そもそもテロは…というか、実は政治も同じなんだけど、プロパガンダのメインターゲットは揺さぶりに弱い層。何かを信じ込ませたいとき、彼らはすごく短絡的なピクチャーをつかませようとする。いろんな歴史的経緯をすっ飛ばして「アメリカがすべて悪い」とか、「とにかくイスラム教は怖い」という単純な結論にたどり着いてしまう人々が、その最たるものです。

14年前の9・11テロの後、多くの人種、民族、宗教を抱え込むアメリカ社会は大揺れに揺れた。多くの人が、玉石混交のあらゆる報道、情報に右往左往した。「ムスリム=テロリストというわけじゃない」という当たり前の事実を、非ムスリムがなんとかのみ込もうとしたその矢先、イスラムコミュニティから新たなテロリストが出現し、またスタート地点に戻される。その繰り返し。

私見ですが、アメリカ社会が立ち直る契機になったのは、大ヒットしたドラマ『24-TWENTY FOUR-』シリーズだと思う。あのドラマには、多くのアメリカ人が見落としがちだった“テロリスト側の言い分”や、彼らが屈折していく背景まで描かれていた。

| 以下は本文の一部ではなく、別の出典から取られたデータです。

Issue #233, opened 2023-03-27
Filter CodeLists by any attribute


danielhuppmann:
Building on #226, we should now extend the `filter()` method and make it usable for any **CodeList** instance (not just **RegionCodeList**).

The use case that I have in mind is filtering a list of variables to have only those that are *required*, e.g. that have an attribute like
```yaml
- Final Energy|Electricity:
    description: Final energy consumption of electricity (including on-site solar
      PV), excluding transmission/distribution losses
    unit: EJ/yr
    required: true
```

See a real-world use case [here](https://github.com/iiasa/engage-gains-mapping/blob/ccb1cfd237a021ac0df1f37dae67a8fef5a4df42/definitions/variable/variable.yaml#L39).

phackstock:
I guess the interface for this would look something like this then:

```python

class CodeList:

    def filter(self, attribute, value) -> CodeList:
        matched = [code.attribute == value for code in self]
        # return a new CodeList(matched)
```

The above example wouldn't work exactly like this but is this what you had in mind @danielhuppmann?

danielhuppmann:
Well, I'd rather follow the pyam `filter()` signature

```python
class CodeList:

    def filter(self, **kwargs) -> CodeList:
        keep = np.ones(len(self), dtype=bool)
        for attribute, value in kwargs:
            keep = np.logical_and(keep, [code.attribute == value for code in self])
            # return a new CodeList(keep)
```

This would also be compatible with the existing signature (if a user wrote `filter(hierarchy="common")`, not `filter("common")`).

phackstock:
Ok, good point, that is cleaner and more powerful.

phackstock:
Closing as this was addressed by #236

PR #236, opened 2023-04-12
General Filter: Addresses the "Filter CodeLists by any attribute" issue #233

GretchenSchowalter:
This is the more generalized filter which will filter by any attribute. It uses the "keep" array to keep track of whether the elements satisfy the provided filter attributes & values. It raises an AttributeError when a provided attribute is not in any code element of the CodeList. There is a logger.warning() if a user "over-filters" by providing so many attributes that no code elements satisfy all the filter criteria.

Right now, the filter appends (with None (what I set as the default value), and then eventually to not 'value') to the extra_attributes: {} of a code element if the provided attribute doesn't exist for that code element. Right now the code does not go back and delete this "added" extra_attribute, but should I go back and do that to sort of clean up after the filter?


GretchenSchowalter:
Hey, Daniel! Quick update. Philip and I chatted and came up with several changes to make this code shorter and more readable (and just better!). I will be working on making those changes now (he also addressed my question above... the filter should not alter the actual codes getting filtered, which makes total sense), so stay tuned for another commit coming in the next couple of days.

GretchenSchowalter:
Hello Daniell and Philip! Another update: I just pushed another commit. Hopefully, the code is simpler now, although I realize that I still have a problem using the setattr() and getattr(). I tried only using the getattr(code, attribute, None) like this to set the default value of an attribute to None, but this has two problems: It sets that attribute to None even if that code does have that attribute because it hasn't been set yet, and then it still modifies code(s) that don't have that attribute by adding it and setting it to None. So I opted to use the setattr() as well, but now I still have the issue of modifying the original code(s) to get the filter to work. Fixing this (by deleting these set attributes) is my next step! If there is another suggestion as to how to filter without using the setatt() or getattr() and modifying the codes (and then going back to delete the "added on" parts), let me know! I also realize that this is an issue if any of the extra_attributes are set to be None before the filtering even begins. So if there are any suggestions on this as well, I am all ears!

GretchenSchowalter:
Another quick update: To solve this issue, I just made a copy of self, and then deleted this copy when the filtering is complete. Everything still runs smoothly. Was this an alright workaround for this? Or do you think there is a more storage-efficient way to solve this problem of altering the "self" when filtering?

nomenclature/codelist.py
```diff
@@ -388,6 +389,65 @@ def codelist_repr(self, json_serialized=False) -> Dict:
...
+        -------
+        :class:'CodeList'
+
+        """
+
+        keep: List(Code) = []
+        for attribute in kwargs:
+            # Set the syntax as: code.<attribute>
+            for code in self.mapping.values():
+                if attribute in code.extra_attributes:
```
phackstock, line 416: I think you should be able to leave you this and the following three lines:
```suggestion
```
which means you should be good to leave out the entire `for code in self.mapping.values()`` loop.

danielhuppmann:
I don't understand the setattr-strategy.

I would have expected an approach like
```python
def _match_attribute(code, key, value):
    if attribute in code.extra_attributes:
        if code[attribute] == value
            return True
    return False

keep = np.ones(len(self), dtype=bool)
for key, value in kwargs:
    keep = np.logical_and(keep, [_match_attrribute(code, key, value) in self.mapping.values])

return CodeList(
     name=self.name,
     mapping=dict([code.name, code for code, _keep in zip(self.mapping.values, keep) if _keep]),
 )
```

phackstock (changes requested):
Looks like a nice step in the right direction.
Couple of comments that should solve your attribute setting problem and clean up the code a bit.
After that we should be good to go.

GretchenSchowalter:
Hello, Daniel and Philip! I just pushed the updated general filter. Right now it follows Daniel's strategy. I also came up with another (possibly shorter) way to do it (see below). Which one would you prefer? 
```
    def filter(self, **kwargs) -> "CodeList":        
	filtered_codelist = CodeList(
            name=self.name,
            # Use a dictionary comprehension to filter the Code
            # objects based on the attribute-value pairs in kwargs
            mapping={
                code.name: code
                for code in self.mapping.values()
                if all(
                    hasattr(code, attribute) and getattr(code, attribute, None) == value
                    for attribute, value in kwargs.items()
                )
            },
        )

        if filtered_codelist.mapping:
            # If the resulting CodeList is not empty, return it
            return filtered_codelist

        # If the resulting CodeList is empty,
        # log a warning and return the original CodeList
        logging.warning("Formatted data is empty!")
        return filtered_codelist
```

danielhuppmann:
When two options work, shorter is preferable. And if you combine the implemented approach (with the internal `_match_attribute()` function) with your alternative proposal, you could have an even more concise and also more readable result.

Also, if the method is as short as yours, it's not necessary to add a docstring for every line.

phackstock (changes requested):
Two small changes other than that good to go from my side.
Just for illustrative purposes, an alternative way to achieve the same filtering. 

```python
filtered_codelist = CodeList(
            name=self.name,
            mapping={
                code.name: code
                for code in self.mapping.values()
                if all(
                    hasattr(code, attribute) and getattr(code, attribute) == value
                    for attribute, value in kwargs.items()
                )
            },
        )

        if not filtered_codelist.mapping:
            logging.warning("Formatted data is empty!")
        return filtered_codelist

```

phackstock (approved):
Looks good to me. Thanks @GretchenSchowalter.

tests/data/general_filtering/basic_codelist.yaml
```diff
@@ -0,0 +1,10 @@
+- Big Variable:
+    definition: Some basic variable
+    required: True
+- Another Variable:
+    definition: some details
+    required_A: True
+    required_B: This is true
+- Second Big Variable:
+    definition: a very basic variable
+    required: False
```
danielhuppmann, line 10: Please add an empty line at the end of the file

tests/data/general_filtering/basic_codelist.yaml
```diff
@@ -0,0 +1,10 @@
+- Big Variable:
+    definition: Some basic variable
+    required: True
+- Another Variable:
+    definition: some details
+    required_A: True
```
danielhuppmann, line 6: Please use other attribute names, `required_A` and `required_B` doesn't really fit, maybe `some_attribute`...

nomenclature/codelist.py
```diff
@@ -388,6 +389,49 @@ def codelist_repr(self, json_serialized=False) -> Dict:
...
+        ----------
+        **kwargs
+            a variable number of keyword arguments representing
+            attribute-value pairs.
+
+        Returns
+        -------
+        Instance of 'CodeList'
+            A new CodeList object with only the Code objects that
+            match all the attribute-value pairs.
```
danielhuppmann, line 405: This can be made shorter...
```suggestion
        CodeList
```

nomenclature/codelist.py
```diff
@@ -388,6 +389,49 @@ def codelist_repr(self, json_serialized=False) -> Dict:
...
+
+        Raises
+        ------
+        logging.WARNING
+            A warning if the new CodeList is empty.
+
+
```
danielhuppmann, line 412: Too many empty lines, and I think it's strange that a warning is mentioned in the "Raises" (error) section, so I'd remove that section.
```suggestion
```

nomenclature/codelist.py
```diff
@@ -388,6 +389,49 @@ def codelist_repr(self, json_serialized=False) -> Dict:
...
         return nice_dict
 
+    def filter(self, **kwargs) -> "CodeList":
+        """Filter a CodeList by any attribute-value pairs.
+
+        Parameters
+        ----------
+        **kwargs
+            a variable number of keyword arguments representing
+            attribute-value pairs.
```
danielhuppmann, line 399: The term "variable" can be very confusing here with the class **VariableCodeList**.
```suggestion
            Attribute-value mappings to be used for filtering.
```

danielhuppmann (commented):
Almost there, a few final clean-up suggestions.

danielhuppmann:
Thanks @GretchenSchowalter!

テロは悪。でも、彼らには彼らなりの理屈がある。ドラマをきっかけに、多くのアメリカ人は世界中の報道をネットで見比べたり、テロの複雑な背景を考えるようになったんです。

8ビット以下に要注意

「イスラム国」のテロも、対処法は同じ。「安倍首相の中東訪問は挑発的だった、あれが人質殺害を招いた」という批判も多いですが、そこに原因を求めても全然意味がない。これを機会に、日本人は「イスラム国」の出現に至るまでの歴史をきちんと知ったほうがいい。

勉強のスタートは、1970年代に始まったレバノン内戦とアフガニスタン紛争。90年代のユーゴスラビア紛争で国際社会が多くのムスリムを見殺しにしたことも21世紀型のテロにつながっている。そういった歴史に一切言及しない専門家や学者は、この問題に関しては信頼できないと思ったほうがいいです。

ただ、ひとつ気をつけてほしいのは、歴史をかじったことで「冷戦時代のアメリカとソ連が全部悪い」という簡単な結論に飛びつかないこと。それは8ビット以下。4ビットです。矛盾して聞こえるかもしれないけれど、歴史を知りつつ、今起きていることも見ないといけない。

今は多くのメディアが8ビット化しているから、報道以外のジャンルから『24』のような作品が出てくるといいんだけど…。日本だったらドラマじゃなくて、マンガがいいかも。誰かがマンガを描いてくれるなら、僕が原作を書きます!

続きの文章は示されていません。